Stored data
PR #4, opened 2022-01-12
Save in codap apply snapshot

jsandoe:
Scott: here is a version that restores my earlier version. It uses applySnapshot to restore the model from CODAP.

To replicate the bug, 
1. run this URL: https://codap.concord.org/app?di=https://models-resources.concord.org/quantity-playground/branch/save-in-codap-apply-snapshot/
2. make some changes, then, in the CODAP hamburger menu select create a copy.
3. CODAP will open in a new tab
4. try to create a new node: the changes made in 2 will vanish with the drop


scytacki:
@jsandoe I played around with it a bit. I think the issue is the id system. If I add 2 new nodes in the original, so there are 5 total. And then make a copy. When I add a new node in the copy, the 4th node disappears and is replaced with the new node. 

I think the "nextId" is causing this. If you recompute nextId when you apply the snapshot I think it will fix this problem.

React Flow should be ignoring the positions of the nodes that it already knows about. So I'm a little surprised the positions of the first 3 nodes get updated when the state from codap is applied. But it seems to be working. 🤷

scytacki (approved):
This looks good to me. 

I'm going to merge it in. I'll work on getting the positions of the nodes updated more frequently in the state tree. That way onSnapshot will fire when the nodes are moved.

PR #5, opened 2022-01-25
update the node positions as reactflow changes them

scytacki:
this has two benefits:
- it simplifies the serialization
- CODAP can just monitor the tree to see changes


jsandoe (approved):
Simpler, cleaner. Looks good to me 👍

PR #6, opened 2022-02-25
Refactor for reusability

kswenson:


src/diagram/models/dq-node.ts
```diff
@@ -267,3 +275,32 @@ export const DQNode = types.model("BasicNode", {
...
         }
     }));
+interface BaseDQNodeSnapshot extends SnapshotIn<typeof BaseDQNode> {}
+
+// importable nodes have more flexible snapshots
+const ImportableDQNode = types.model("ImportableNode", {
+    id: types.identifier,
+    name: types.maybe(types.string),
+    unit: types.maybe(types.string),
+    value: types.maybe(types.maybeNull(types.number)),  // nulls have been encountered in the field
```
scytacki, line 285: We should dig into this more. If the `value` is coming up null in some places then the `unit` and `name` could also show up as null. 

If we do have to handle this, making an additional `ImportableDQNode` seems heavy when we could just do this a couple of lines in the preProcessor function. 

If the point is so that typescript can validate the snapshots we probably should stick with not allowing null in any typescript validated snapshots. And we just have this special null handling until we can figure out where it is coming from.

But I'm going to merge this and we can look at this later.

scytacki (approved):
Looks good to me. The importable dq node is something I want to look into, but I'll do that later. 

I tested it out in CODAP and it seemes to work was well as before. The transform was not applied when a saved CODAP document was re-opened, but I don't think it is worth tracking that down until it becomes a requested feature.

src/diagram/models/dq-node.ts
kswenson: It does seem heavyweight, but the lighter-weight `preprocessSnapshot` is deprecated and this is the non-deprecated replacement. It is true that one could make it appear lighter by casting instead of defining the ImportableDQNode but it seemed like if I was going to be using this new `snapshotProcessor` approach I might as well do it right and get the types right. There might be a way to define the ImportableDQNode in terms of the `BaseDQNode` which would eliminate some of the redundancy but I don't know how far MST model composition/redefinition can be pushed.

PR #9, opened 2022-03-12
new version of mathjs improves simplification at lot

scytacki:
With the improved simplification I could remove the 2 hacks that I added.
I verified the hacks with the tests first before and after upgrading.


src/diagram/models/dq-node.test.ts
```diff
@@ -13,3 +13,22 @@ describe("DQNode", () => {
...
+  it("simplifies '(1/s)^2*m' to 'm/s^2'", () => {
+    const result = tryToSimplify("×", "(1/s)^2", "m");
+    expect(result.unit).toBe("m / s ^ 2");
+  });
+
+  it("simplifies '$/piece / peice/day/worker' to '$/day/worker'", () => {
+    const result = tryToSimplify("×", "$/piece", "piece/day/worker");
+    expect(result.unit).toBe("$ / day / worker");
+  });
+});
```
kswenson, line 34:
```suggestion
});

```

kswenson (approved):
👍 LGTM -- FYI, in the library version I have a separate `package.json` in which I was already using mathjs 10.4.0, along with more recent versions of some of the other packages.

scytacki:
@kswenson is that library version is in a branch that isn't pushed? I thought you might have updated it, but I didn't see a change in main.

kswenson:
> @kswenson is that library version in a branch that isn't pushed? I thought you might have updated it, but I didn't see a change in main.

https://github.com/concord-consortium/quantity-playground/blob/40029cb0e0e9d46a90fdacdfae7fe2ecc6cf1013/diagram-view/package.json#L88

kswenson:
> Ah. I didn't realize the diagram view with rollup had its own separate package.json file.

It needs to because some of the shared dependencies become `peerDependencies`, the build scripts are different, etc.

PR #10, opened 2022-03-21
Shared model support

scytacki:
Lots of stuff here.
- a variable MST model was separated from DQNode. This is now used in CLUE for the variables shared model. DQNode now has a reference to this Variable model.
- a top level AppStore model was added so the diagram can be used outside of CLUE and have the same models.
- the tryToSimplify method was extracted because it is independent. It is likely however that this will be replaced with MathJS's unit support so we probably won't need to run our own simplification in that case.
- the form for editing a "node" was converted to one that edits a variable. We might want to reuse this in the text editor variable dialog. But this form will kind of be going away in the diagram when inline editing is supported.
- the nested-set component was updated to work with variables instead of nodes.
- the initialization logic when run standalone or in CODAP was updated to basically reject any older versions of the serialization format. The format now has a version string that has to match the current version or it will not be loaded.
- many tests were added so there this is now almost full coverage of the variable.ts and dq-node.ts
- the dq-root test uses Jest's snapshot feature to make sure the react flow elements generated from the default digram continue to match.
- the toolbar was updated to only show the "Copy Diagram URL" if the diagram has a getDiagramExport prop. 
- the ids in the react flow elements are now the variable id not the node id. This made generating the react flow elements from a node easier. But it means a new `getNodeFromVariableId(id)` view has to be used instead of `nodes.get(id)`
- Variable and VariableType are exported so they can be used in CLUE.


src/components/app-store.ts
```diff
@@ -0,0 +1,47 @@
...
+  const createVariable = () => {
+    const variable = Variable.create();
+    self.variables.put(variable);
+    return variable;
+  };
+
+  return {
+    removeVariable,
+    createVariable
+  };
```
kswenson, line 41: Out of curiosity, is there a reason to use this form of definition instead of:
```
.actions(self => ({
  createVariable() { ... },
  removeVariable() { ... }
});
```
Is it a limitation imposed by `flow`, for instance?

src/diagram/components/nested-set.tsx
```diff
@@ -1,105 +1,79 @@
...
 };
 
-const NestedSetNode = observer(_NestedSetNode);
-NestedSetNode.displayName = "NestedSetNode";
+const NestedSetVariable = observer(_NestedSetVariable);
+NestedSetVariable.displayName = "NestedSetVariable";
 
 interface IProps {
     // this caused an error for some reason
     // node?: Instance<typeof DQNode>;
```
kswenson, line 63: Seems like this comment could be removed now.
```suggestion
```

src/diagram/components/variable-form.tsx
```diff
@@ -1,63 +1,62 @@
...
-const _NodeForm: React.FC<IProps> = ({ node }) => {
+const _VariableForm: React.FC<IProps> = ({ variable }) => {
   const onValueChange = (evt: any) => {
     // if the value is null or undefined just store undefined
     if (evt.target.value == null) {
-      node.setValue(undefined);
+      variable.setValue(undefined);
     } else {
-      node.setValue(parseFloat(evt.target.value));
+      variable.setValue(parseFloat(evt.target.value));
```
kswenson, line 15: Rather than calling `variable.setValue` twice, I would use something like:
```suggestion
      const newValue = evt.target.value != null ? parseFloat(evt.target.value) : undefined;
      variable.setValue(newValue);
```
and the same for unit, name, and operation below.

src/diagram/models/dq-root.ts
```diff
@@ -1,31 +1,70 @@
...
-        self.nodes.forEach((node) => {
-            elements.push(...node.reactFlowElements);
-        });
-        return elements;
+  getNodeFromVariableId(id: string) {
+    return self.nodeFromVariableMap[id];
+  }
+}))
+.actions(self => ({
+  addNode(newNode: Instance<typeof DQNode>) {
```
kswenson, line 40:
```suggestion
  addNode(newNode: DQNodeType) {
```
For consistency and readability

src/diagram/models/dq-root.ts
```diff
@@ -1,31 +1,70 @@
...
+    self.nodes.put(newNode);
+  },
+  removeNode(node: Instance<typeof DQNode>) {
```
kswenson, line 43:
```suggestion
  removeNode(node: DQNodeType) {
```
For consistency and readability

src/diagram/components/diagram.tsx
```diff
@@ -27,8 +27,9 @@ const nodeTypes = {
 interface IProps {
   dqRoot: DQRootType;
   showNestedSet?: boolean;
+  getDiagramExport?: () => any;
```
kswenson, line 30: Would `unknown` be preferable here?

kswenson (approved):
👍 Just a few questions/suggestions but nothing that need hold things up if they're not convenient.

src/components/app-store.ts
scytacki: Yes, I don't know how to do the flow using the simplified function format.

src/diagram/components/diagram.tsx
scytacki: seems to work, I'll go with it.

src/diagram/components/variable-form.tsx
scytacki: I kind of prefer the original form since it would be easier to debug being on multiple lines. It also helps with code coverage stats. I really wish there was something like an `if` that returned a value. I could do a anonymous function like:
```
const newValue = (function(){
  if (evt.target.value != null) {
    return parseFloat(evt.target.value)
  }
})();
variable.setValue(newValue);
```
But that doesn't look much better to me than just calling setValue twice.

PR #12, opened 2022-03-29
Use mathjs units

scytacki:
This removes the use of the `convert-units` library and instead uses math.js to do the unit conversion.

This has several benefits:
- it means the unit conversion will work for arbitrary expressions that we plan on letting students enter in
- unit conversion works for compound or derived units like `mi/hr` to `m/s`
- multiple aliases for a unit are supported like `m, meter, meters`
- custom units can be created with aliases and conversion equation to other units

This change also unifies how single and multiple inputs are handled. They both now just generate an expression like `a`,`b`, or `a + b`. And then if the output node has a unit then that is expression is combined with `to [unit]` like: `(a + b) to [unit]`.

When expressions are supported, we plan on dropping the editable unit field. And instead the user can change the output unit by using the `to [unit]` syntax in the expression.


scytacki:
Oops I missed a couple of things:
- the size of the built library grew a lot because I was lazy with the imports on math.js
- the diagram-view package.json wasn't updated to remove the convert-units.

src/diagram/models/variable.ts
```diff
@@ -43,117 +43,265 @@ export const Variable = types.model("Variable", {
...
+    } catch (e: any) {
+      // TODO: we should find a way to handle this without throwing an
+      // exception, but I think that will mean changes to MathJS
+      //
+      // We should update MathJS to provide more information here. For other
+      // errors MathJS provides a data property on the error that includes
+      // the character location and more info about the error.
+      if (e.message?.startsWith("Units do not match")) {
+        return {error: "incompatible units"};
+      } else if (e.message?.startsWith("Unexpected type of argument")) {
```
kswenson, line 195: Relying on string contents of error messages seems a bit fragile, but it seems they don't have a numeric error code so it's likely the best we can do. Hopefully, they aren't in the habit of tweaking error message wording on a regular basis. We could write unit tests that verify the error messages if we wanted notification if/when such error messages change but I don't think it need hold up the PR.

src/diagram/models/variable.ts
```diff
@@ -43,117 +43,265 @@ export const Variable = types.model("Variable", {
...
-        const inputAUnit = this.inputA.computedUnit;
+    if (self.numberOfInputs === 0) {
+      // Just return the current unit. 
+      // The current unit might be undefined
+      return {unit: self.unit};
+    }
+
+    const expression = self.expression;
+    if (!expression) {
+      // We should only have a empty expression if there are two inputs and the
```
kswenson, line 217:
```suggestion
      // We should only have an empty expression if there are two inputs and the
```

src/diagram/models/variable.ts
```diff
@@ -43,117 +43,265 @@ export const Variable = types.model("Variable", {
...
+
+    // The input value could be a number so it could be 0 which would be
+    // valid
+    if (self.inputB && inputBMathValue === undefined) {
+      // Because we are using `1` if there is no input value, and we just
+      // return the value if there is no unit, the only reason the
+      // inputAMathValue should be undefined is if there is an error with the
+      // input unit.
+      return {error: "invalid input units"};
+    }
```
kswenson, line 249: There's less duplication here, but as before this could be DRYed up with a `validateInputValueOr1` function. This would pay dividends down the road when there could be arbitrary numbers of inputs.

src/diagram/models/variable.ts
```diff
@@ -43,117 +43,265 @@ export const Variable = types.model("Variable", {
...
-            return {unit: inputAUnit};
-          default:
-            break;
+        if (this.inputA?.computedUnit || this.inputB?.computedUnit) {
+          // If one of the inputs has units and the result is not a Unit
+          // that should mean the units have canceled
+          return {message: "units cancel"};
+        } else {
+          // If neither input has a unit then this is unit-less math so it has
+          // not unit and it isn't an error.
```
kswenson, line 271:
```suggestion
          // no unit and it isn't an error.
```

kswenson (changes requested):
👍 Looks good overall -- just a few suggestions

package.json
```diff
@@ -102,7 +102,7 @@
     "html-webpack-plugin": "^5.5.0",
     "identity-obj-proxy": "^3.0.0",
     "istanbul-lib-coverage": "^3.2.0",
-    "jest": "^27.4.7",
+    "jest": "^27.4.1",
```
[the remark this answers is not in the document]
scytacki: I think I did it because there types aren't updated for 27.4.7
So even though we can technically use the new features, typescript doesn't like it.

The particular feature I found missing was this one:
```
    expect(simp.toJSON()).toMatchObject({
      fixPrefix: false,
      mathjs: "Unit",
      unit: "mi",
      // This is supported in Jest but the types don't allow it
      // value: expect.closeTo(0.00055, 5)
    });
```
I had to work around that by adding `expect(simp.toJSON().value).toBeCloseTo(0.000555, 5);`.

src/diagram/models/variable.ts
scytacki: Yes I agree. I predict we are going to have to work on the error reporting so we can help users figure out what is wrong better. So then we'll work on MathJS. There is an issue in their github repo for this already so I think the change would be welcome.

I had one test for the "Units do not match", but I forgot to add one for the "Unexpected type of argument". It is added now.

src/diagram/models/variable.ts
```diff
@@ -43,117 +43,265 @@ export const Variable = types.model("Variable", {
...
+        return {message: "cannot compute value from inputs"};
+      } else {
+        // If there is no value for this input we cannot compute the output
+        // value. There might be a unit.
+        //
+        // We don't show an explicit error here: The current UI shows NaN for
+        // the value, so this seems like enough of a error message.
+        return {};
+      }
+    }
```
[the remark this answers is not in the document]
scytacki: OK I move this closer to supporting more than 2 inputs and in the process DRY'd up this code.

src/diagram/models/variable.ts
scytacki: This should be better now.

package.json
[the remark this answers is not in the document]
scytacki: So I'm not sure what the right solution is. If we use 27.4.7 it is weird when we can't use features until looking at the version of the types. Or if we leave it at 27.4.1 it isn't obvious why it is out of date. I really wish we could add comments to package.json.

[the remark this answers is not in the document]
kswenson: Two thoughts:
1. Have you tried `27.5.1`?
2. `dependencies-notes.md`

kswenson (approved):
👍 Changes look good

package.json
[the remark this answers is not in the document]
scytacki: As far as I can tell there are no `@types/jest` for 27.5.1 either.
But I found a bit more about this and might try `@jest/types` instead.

YOUR GOAL: How many lines in the records above contain the word "default"? Answer with the number alone.

SOLUTION BELOW: 2